Kurban di pedalaman NTT bisa via online

Yayasan Insan Bumi Mandiri menyelenggarakan kurban yang didistribusikan ke pedalaman Indonesia, termasuk Nusa Tenggara Timur (NTT) melalui laman kurban.insanbumimandiri.org.

"Di tengah ketakutan masyarakat tentang PMK, Kurban di Pedalaman jadi pilihan aman. Selain karena pemerintah setempat sudah mengeluarkan regulasi untuk menjaga keamanan hewan ternak di NTT, setiap tahun hewan yang hendak dikurbankan juga selalu diperiksa terlebih dahulu," kata Zulfa Faizah, ketua yayasan Insan Bumi Mandiri dalam keterangannya pada Selasa.

Zulfa juga menuturkan harapannya agar program ini bisa memutar roda ekonomi warga, "jadi kita membeli dari warga, untuk warga."

Tahun lalu, pelayaran kurban di pedalaman memberdayakan 111 peternak lokal di 12 wilayah di NTT (Alor, Sumba, Lembata, Manggarai Barat, Timor Tengah Selatan, Timor Tengah Utara, Ngada, Sikka, Flores Timur, Malaka, Ende, dan Belu).

Em Abdullah, warga lokal Kabupaten Belu, NTT mengatakan biasanya hanya menjual 1 satu atau dua kambing saja per bulan.

"Tapi, sejak adanya program ini sampai ke desa kita, peternak-peternak lokal macam kami bisa jual sampai 10 ekor kambing bahkan lebih.
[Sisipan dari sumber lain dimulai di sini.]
PR #1047, opened 2026-07-17
fix(yijinjing): carry page lifecycle as policy

dongkeren:
## Summary

- make page lifecycle an explicit runtime/journal policy rather than reading environment variables inside journal code
- keep the existing storage paths and defaults while making lifecycle selection testable
- supersede #1022 with a `fix/*` linear branch because the old `feature/*` name falsely required a feature-delivery ADR declaration

Supersedes #1022.

## Mac verification

- the original change passed a full `./shifu build:core` and 22/22 mmap tests on Mac
- the replacement rebased cleanly over #1024; the runtime IO source blobs remain byte-identical, while journal files contain the expected combined current-dev changes
- current native reconfiguration was attempted but correctly refused before compilation because this host has Ninja 1.10.2 while the current repository contract requires >=1.11.1
- `git diff --check` — passed; merge-queue affected-native is the current-base integration proof

### DIFF
--- a/framework/core/src/libkungfu/include/kungfu/runtime/io.h
+++ b/framework/core/src/libkungfu/include/kungfu/runtime/io.h
@@ -33,6 +33,11 @@ struct io_mapping_policy {
   [[nodiscard]] static constexpr io_mapping_policy from_legacy_lazy(bool lazy) noexcept {
     return lazy ? peer() : coordinator();
   }
+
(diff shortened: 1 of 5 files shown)


kungfu-origin (approved):
Reviewed the rebased page lifecycle policy change and preserved mmap qualification evidence. Current required checks are green apart from the still-running affected-native integration check.

PR #340, opened 2024-09-06
fix: (spelling) scafold -> scaffold

liquidsquid1:
There has been a spelling mistake for quite some time in the code project, this pull request aims to resolve the spelling mistake so people can use proper English in their code without confusion.


liquidsquid1:
Pull request will be in draft as I need to fix compiling errors. Bear with me.

IceTank:
This is unfortunately a breaking API change and should wait until a new major release is made. Changing it now will break every library or program that currently uses pathfinder and modifies the allowed list of blocks to use.

PR #356, opened 2025-12-29
Pillar jumping bug fix

### LINKED ISSUE #296: Bot randomly fails to place blocks when scaffolding
scafolding (for search)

Masyarakat sini juga yang tidak pernah dapat daging kurban, sekarang bisa menikmati lezatnya daging kurban," kata Em Abdullah.
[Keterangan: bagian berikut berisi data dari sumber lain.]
PR #376, opened 2026-09-07
createHuman: cap the wait for the head to settle

u9g:
`settled()` resolves when the head has been quiet for `ms`, and it only ever checks that from a `physicsTick` listener. Nothing else ends the wait, so when the tick stream stops mid-gesture the promise is never answered:

- `lookAt()` awaits `settled()` directly.
- `finishWalk()` takes `settled(400).then(...).then(w.resolve, w.resolve)` on a `faceAt` walk, after it has already cleared the walk's timeout and dropped the walk, so nothing can rescue it either.

A bot that is kicked, walks out of loaded chunks, or has `physicsEnabled` turned off while a gesture is in flight leaves the caller awaiting forever. On a harness driving a controller loop that shows up as the loop simply stopping, with no error anywhere.

`settled` now also ends on wall clock, `ms + 2000` by default. The head's gestures are minimum-jerk over a few hundred milliseconds, so the cap only fires when the ticks that would have moved it are gone.

Test in `test/internalTest.js` starts a `lookAt`, drops `physicsEnabled`, and awaits it; on master it fails with mocha's timeout.

### DIFF
--- a/lib/human.js
+++ b/lib/human.js
@@ -410,17 +410,22 @@ function createHuman (bot, opts = {}) {
     w.reject(e)
   }
 
-  // Resolves once the head has stopped moving for `ms`.
-  function settled (ms) {
+  // Resolves once the head has stopped moving for `ms`. The head only moves on a physics tick, so the
+  // wait is also capped on wall clock: a kick, an unloaded chunk or physicsEnabled = false ends the
+  // tick stream, and a caller awaiting the head would otherwise never be answered at all.
+  function settled (ms, cap = ms + 2000) {
     return new Promise(resolve => {
       let quietSince = Date.now()
+      const done = () => {
+        clearTimeout(timer)
+        bot.off('physicsTick', check)
+        resolve()
+      }
       const check = () => {
         if (lastRotationDelta > 0.02 * DEG) quietSince = Date.now()
-        if (Date.now() - quietSince >= ms) {
-          bot.off('physicsTick', check)
-          resolve()
-        }
+        if (Date.now() - quietSince >= ms) done()
       }
+      const timer = setTimeout(done, cap)
       bot.on('physicsTick', check)
     })
   }
--- a/test/internalTest.js
+++ b/test/internalTest.js
@@ -1308,6 +1308,20 @@ describe('human walker', function () {
     assert.strictEqual(bot.entity.pitch, 0.25, 'pitch was pulled back after lookAt')
   })
 
+  it('lookAt settles when the ticks that move the head stop', async function () {
+    this.timeout(10000)
+    bot.entity.position = spawnPos.clone()
+    const pending = human.lookAt(faceAt)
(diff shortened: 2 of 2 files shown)


lib/human.js
```diff
@@ -410,17 +410,22 @@ function createHuman (bot, opts = {}) {
...
+      }
       const check = () => {
         if (lastRotationDelta > 0.02 * DEG) quietSince = Date.now()
-        if (Date.now() - quietSince >= ms) {
-          bot.off('physicsTick', check)
-          resolve()
-        }
+        if (Date.now() - quietSince >= ms) done()
       }
+      const timer = setTimeout(done, cap)
```
rom1504, line 428: **Astra agent review — AI-generated, not manually written by the maintainer.**

The wall-clock cap currently reports the same success as a settled head. I reproduced `lookAt(point, { settleMs: 20 })` with no physics ticks: it resolved after about 2 seconds with zero `bot.look` calls and an unchanged yaw. This conflicts with the documented promise that `lookAt` (and a `faceAt` walk) resolves after the look settles, so an awaiting caller can proceed without ever facing its target. Could cap expiry be surfaced distinctly and handled by both callers, or, if best-effort completion is intentional, explicitly documented as such in the public API? Please add an assertion covering the chosen timeout outcome; the new test only checks that the promise ends.

rom1504 (commented):

Reviewed at the maintainer's request. I inspected the current diff, public API documentation and both `settled()` callers, and reproduced the timeout outcome locally using the unmodified current-head controller with an event-emitter bot stub. The inline point asks for an explicit timeout contract. I did not run the server integration suite.

lib/human.js
u9g: Went with surfacing it: `settled()` now resolves `false` when the cap fires, and both `lookAt()` and the `faceAt` branch of a walk reject with `head did not settle` instead of resolving. The readme and typings document the rejection, and the tests now assert it for `lookAt` and for a `faceAt` walk (both fail with "Missing expected rejection" against the previous commit). Fixed in e5fbd00.

rom1504 (commented):

The timeout-contract finding is fixed at e5fbd00. Both no-tick regression tests pass with the actual controller and local NMP client/server fixture: lookAt and a faceAt walk reject instead of reporting successful settlement. An independent controller probe also confirms the faceAt rejection when rotation stops. Docs and the WalkOptions declaration describe the rejection.

The code looks ready from this review; please get a normal test CI run before merging. The current head's SUCCESS rollup contains only Socket Security checks, not a controller test build. I did not rerun a live vanilla server.

Skills used: `prismarine-geometry-movement-review` checked the public completion contract; `prismarine-lifecycle-action-review` checked both callers and timer/listener cleanup; `prismarine-review` verified the prior finding and the actual CI coverage.

rom1504:
Resolve conflicts and merge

Tahun ini, Insan Bumi Mandiri menargetkan pelayanan kurban di pedalaman NTT mencapai 6.000 hewan sehingga semakin banyak peternak kecil yang bisa berdaya.

Insan Bumi Mandiri memberikan laporan yang real time dilengkapi dengan laporan video. Sehingga pekurban yakin bahwa hewannya aman dan tidak tertukar.

Ketua Yayasan Insan Bumi Mandiri menambahkan bahwa laporan dikirim pada pekurban paling lambat 14 hari setelah Idul Adha. Hal tersebut, diungkapnya, sebagai komitmen yayasan yang mengusung kurban online yang amanah.

Memasuki tahun ke-7, Kurban di pedalaman konsisten dengan nilai pemberdayaan peternak kecil di pedalaman. Apalagi di tengah ketakutan dan kekhawatiran masyarakat terhadap PMK yang mewabah di hewan ternak.

Di pedalaman NTT, distribusi daging kurban dirasa tidak merata. Selain karena jauhnya jarak antar pulau dan keterbatasan akses, kesulitan ekonomi mayoritas warga juga menyebabkan rendahnya daya beli hewan kurban. Sehingga tak seperti kebanyakan peternak di kota, peternak-peternak lokal NTT tak bisa merasakan suka-cita Idul Adha.

Sejak tahun pertama, Kurban di Pedalaman berkomitmen untuk turut memberdayakan peternak kecil di NTT.

Baca juga: Aplikasi, "e-commerce" dan dompet digital penyedia kurban online

Baca juga: Aplikasi umma buat program kurban digital, mulai Rp1,4 juta

Baca juga: BAZNAS hadirkan aplikasi "Cinta Zakat"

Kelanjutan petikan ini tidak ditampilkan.